Selecting everything visible...
Analyzing the selected data...
Analyzing internal islands...

Note the second line, "Selecting everything visible," this means that AutoCAD is going to analyze everything currently visible on the screen to find a valid closed hatch boundary surrounding your pick point. This might include reference files and, if so, puts a huge burden on AutoCAD to examine every element in the references to determine whether it should be part of the hatch boundary. This doesn't mean that you cannot, or should not, use elements within reference files as part of your hatch boundary, just be aware of what you're asking AutoCAD to do.

Limiting your Boundary set

There's a little known tool on the Hatch dialog that helps you limit the boundary set that AutoCAD must analyze to find a boundary. Select the New button (1) and select only the entities you know will form part of the boundary. This allows you to exclude entities from consideration, or limit the analysis to only one reference. After creating a boundary set, use the Pick points method as you normally would to find the hatch boundary.

Controlling associativity

You can opt to make hatches associative or not with the Associative toggle in the Hatching dialog (2). This value is stored in the system variable HPASSOC. Associative hatch is tied to its boundary and is automatically recalculated and redrawn if the boundary, or elements of the boundary are moved.

You can disassociate an existing hatch by setting its Associative property to No in the Properties palette.

Knowing your boundaries

How can you tell what boundaries are associated with a given hatch pattern?
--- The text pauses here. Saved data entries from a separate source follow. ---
PR #7944, opened 2025-09-18
Adds pre-25 hive core limited areas

DoguhanOzgurAkca:
## About the PR

PR adds the limitation from CM13 about hive core placement.
Before 25 minutes (I remember CM13 timers being funky, this might be a lower number like 20 because of the lobby counting or something) only certain locations can have a hive core

## Why / Balance

1) Frontline core is unsoul
2) Frontline core is kinda too good imo
3) Parity
## Technical details

Makes it so that every area that exists has this 25 minute limitation just like CM13
Adds an area component that makes areas exempt from this limitation 

Important problem:
In CM13, from what I could read, how the system works is that some areas DO have some parts of them be exempt, but it also makes it so that either all or the one area that queen spawns in gets this exemption as well. I couldn't properly understand it. 
I will be honest that I am a bit too busy to go over every area, and i don't trust myself on it too much. Some maps like Shiva or Trijent have too many small areas that could cause issue. I could ge tback to this, but if anyone else handles it, it would be better. 

Until then, if merged, this PR would fuck over a lot of maps like Trijent. Some maps like Solaris and Hybrisa SHOULD work fine however.

## Media

https://github.com/user-attachments/assets/f49a5b64-8827-4c12-82dc-9e0073f5a155

## Requirements

**Changelog**

### DIFF
--- a/Content.Shared/_RMC14/Areas/AreaComponent.cs
+++ b/Content.Shared/_RMC14/Areas/AreaComponent.cs
@@ -102,20 +102,18 @@ public sealed partial class AreaComponent : Component
     /// If null, no restriction applies. If set, hive cores cannot be built
     /// for this duration after round start.
     /// </summary>
-    [DataField]
+    [DataField, AutoNetworkedField]
     public TimeSpan? UnoviableTimer;
 
     /// <summary>
     /// Whether the unoviable timer is currently active and blocking hive core construction.
-    /// Server-side only, no need for networking.
     /// </summary>
-    [DataField]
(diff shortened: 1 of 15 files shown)


DoguhanOzgurAkca:
Seems like the video I sent is wrong as well, lol. The SDMM says both of those areas that I show should be blocked.

Again, someone has to go through maps for this to work.

PursuitInAshes:
Opting to close this as the Author is no longer apart of RMC and is unlikely to return. This has already been revived at #9821 .

PR #7980, opened 2025-09-22
Make welding tank explosions actually scary.

OmerF-afk:
## About the PR

It changes the Fuel tank's YML, making the explosion more scary. In parity, wise explosion is way scarier from my tests. I've been able to observe 170 damage burn and brute on drones 1 tile close to explosion and such, which goes to 90-90 and 30-30 on the second and third tile. I tried to get it closer to that by experimenting with ExplosionUI for a while. Should be way closer to what it feels like in 13. (Still missing the flame tiles. It should spawn while exploding.) Also changes the explosion type to RMC.
## Why / Balance

Parity. Explosions from the welding tanks actually have to hurt.
## Technical details

.YML change
## Media

image

## Requirements

**Changelog**

:cl:
- tweak: Adjusted the Fuel Tank Explosions to be scarier.

### DIFF
--- a/Resources/Prototypes/_RMC14/Entities/Structures/Storage/reagent_tank.yml
+++ b/Resources/Prototypes/_RMC14/Entities/Structures/Storage/reagent_tank.yml
@@ -94,8 +94,8 @@
   - type: Explosive
     explosionType: RMC
     totalIntensity: 120
-    IntensitySlope: 6.0
-    MaxIntensity: 450.0
+    intensitySlope: 6.0
+    maxIntensity: 450.0
   - type: ReagentTank
     tankType: Fuel
   - type: Destructible
--- a/Resources/Prototypes/_RMC14/Entities/Structures/Storage/reagent_tank.yml
+++ b/Resources/Prototypes/_RMC14/Entities/Structures/Storage/reagent_tank.yml
@@ -92,8 +92,10 @@
         - ReagentId: WeldingFuel
           Quantity: 1000
   - type: Explosive
-    explosionType: Default
-    totalIntensity: 60
+    explosionType: RMC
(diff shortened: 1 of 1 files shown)


Aurallianz (changes requested):
failures related

Resources/Prototypes/_RMC14/Entities/Structures/Storage/reagent_tank.yml
```diff
@@ -92,8 +92,10 @@
         - ReagentId: WeldingFuel
           Quantity: 1000
   - type: Explosive
-    explosionType: Default
-    totalIntensity: 60
+    explosionType: RMC
+    totalIntensity: 120
+    IntensitySlope: 6.0
+    MaxIntensity: 450.0
```
Arykh:
```suggestion
    intensitySlope: 6.0
    maxIntensity: 450.0
```

Arykh: Apparently the first letters should be lowercase.

OmerF-afk: Ah! Thank you.

DrSmugleaf (changes requested):
Need fuel tanks to not explode when destroyed by xenos and non-bullets non-explosive-sources before this is merged

Dutch-VanDerLinde:
Probably just check for damage type trigger, check for piercing.
If it's not piercing then just destroy the tank as normal

OmerF-afk:
image

I have no idea also implement this functionality. Does this self implement itself with RMC explosion type?

PR #7986, opened 2025-09-23
Combat Correspondent read-only channels added

CatAndHats:
## About the PR
Creates a new correspondent encryption key that makes command, intel, and jtac muted, and removes the marine command and common encryption keys from the reporter headset.

## Why / Balance
As per a discord feature discussion around how Command comms are always filled with chatter making it hard to use and that currently 17 roles have command comms access, Whisper said that they would consider pruning access to Command comms (along with a cultural change of telling people to clear comms), and when anyone discussed removing command comms from roles the Correspondent was always in their lists. However now we have the ability to create read-only channels; so I copied the muted channels that the liason has to make sure the correspondents aren't filling vital comms with chatter.

## Technical details
simple yml. A copy of the marinecommand encryption key with a name change and command/intel/jtac set as muted, marine common is now the reporter default comms channel. A new key was created because there was no other key usable.

## Requirements

**Changelog**
:cl:
- tweak: Correspondents now have the Command, JTAC, and Intel channels as read-only.


Aurallianz:
Hi, this would be better served by keeping those comms but using this when it's merged. #8043

QuietlyWhisper (changes requested):
see above

CatAndHats:
> see above

Changes made

PR #7995, opened 2025-09-24
Make the command pouch no longer corrodible by xenos.

BramvanZijp:
## About the PR
Title, command pouch can no longer be melted by xeno acid.

## Why / Balance
Doublechecked this with warcat in deadchat, but this pouch is designed to contain a CO's sidearm and the Command Tablet, both of which are key items that are not intended to be corrodible by xenos. The fact that the pouch itself IS corrodible seems like a bug/oversight.

## Requirements

**Changelog**
:cl: BramvanZijp
- fix: The Commanding Officer's Command Pouch is no longer corrodible/meltable by Xenos.

### DIFF
--- a/Resources/Prototypes/_RMC14/Entities/Clothing/Pouches/storage.yml
+++ b/Resources/Prototypes/_RMC14/Entities/Clothing/Pouches/storage.yml
@@ -149,6 +149,8 @@
     whitelist:
       tags:
       - Sidearm
+  - type: Corrodible
+    isCorrodible: false
 
 #Filled Command Pouch
 - type: entity


AverageNotDoingAnythingEnjoyer:
Actually, is it intended that Acid destroys the items within a container too? 
The confusion might be because of that.

Dutch-VanDerLinde:
> Actually, is it intended that Acid destroys the items within a container too? 
> 
> The confusion might be because of that.

Acidified container supposed to drop the items

AverageNotDoingAnythingEnjoyer:
Seems PR is redundant then, we need this thing ported instead.

BramvanZijp:
Then somebody will have to fix that, but I still feel like given this is a CO exclusive item that cannot be replaced if lost, it should still be unmeltable.

BramvanZijp:
I will still type up a bug report on the item dropping thing though.

DrSmugleaf:
I have emptying storages of non corrodible items when aciding them done for the next update, should fix this

pumpkin-pwr:
> I have emptying storages of non corrodible items when aciding them done for the next update, should fix this

Oh, does this mean we'll be allowed to melt stasis bags since it's fixed?

PR #8022, opened 2025-09-29
Sl Squad Kit recommendation change

CatAndHats:
## About the PR
Changed the squad leader kits from all being Mandatory to having the M4SPR, M54C, and Engineering Supply kits being recommended.
Moved the engineering kit closer to the top so that all the recommended kits were together

## Why / Balance
Recommended items are a useful feature for players new to roles, having a handy pointer for newer SLs is a positive change. It is better for players new to roles to be using simpler weapons that they are more likely to be comfortable with rather than options like the XM88 or M34 - new SLs should be focusing on learning how to lead and control their squad and the recommended options here are best for giving them things that they will have used many times before.

Like all recommended items in the vendors, once people are comfortable they start taking the other options, so this isn't to try and enforce what people are taking - it's simply a handy pointer for newer players.

Feature Discussion:
https://discord.com/channels/1168210010233376858/1421493073552212061

## Technical details
simple yml.

## Media
Old
image

New
image

## Requirements

**Changelog**
:cl:
- tweak: The M4SPR, M54C, and Engi Supply Kits are now shown as recommended in the SL vendor.

### DIFF
--- a/Resources/Prototypes/_RMC14/Entities/Structures/Machines/Vending/Squad/leader.yml
+++ b/Resources/Prototypes/_RMC14/Entities/Structures/Machines/Vending/Squad/leader.yml
@@ -23,7 +23,9 @@
       takeOne: RMCSquadKit
       entries:
       - id: RMCKitRifleM4SPR
+        recommended: true
       - id: RMCKitCM54C
+        recommended: true
       - id: RMCKitPyroMini
     #- id: CMM2CHeavyMachineGun
     #- id: CMM56DHeavyMachineGun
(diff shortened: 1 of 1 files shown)


DrSmugleaf (changes requested):
If we want to recommend any of these, we should just recommend the engineering kit, the m4spr and m54c kits only give you the gun, ap ammo, and attachments

CatAndHats:
> If we want to recommend any of these, we should just recommend the engineering kit, the m4spr and m54c kits only give you the gun, ap ammo, and attachments

Changes made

Set your PICKSTYLE to 2 (or 3, it's typically 1) and then select the hatch. All the elements of the hatch's boundary are also selected. Be careful not to press the Del key at this point! And don't forget to return PICKSTYLE's value to 1 when you're finished examining your hatch boundaries.

Another little trick is to tell the Hatch to retain boundaries (3) once it's found them. This makes the association tied to the generated polyline or region and not to the elements analyzed to determine the boundary. You can even do this after the fact. Use the HATCHEDIT command to edit the existing hatch (this dialog is very similar to the HATCH dialog). Use the Recreate boundary button (4) to recreate the boundary and reassociate the existing hatch to it.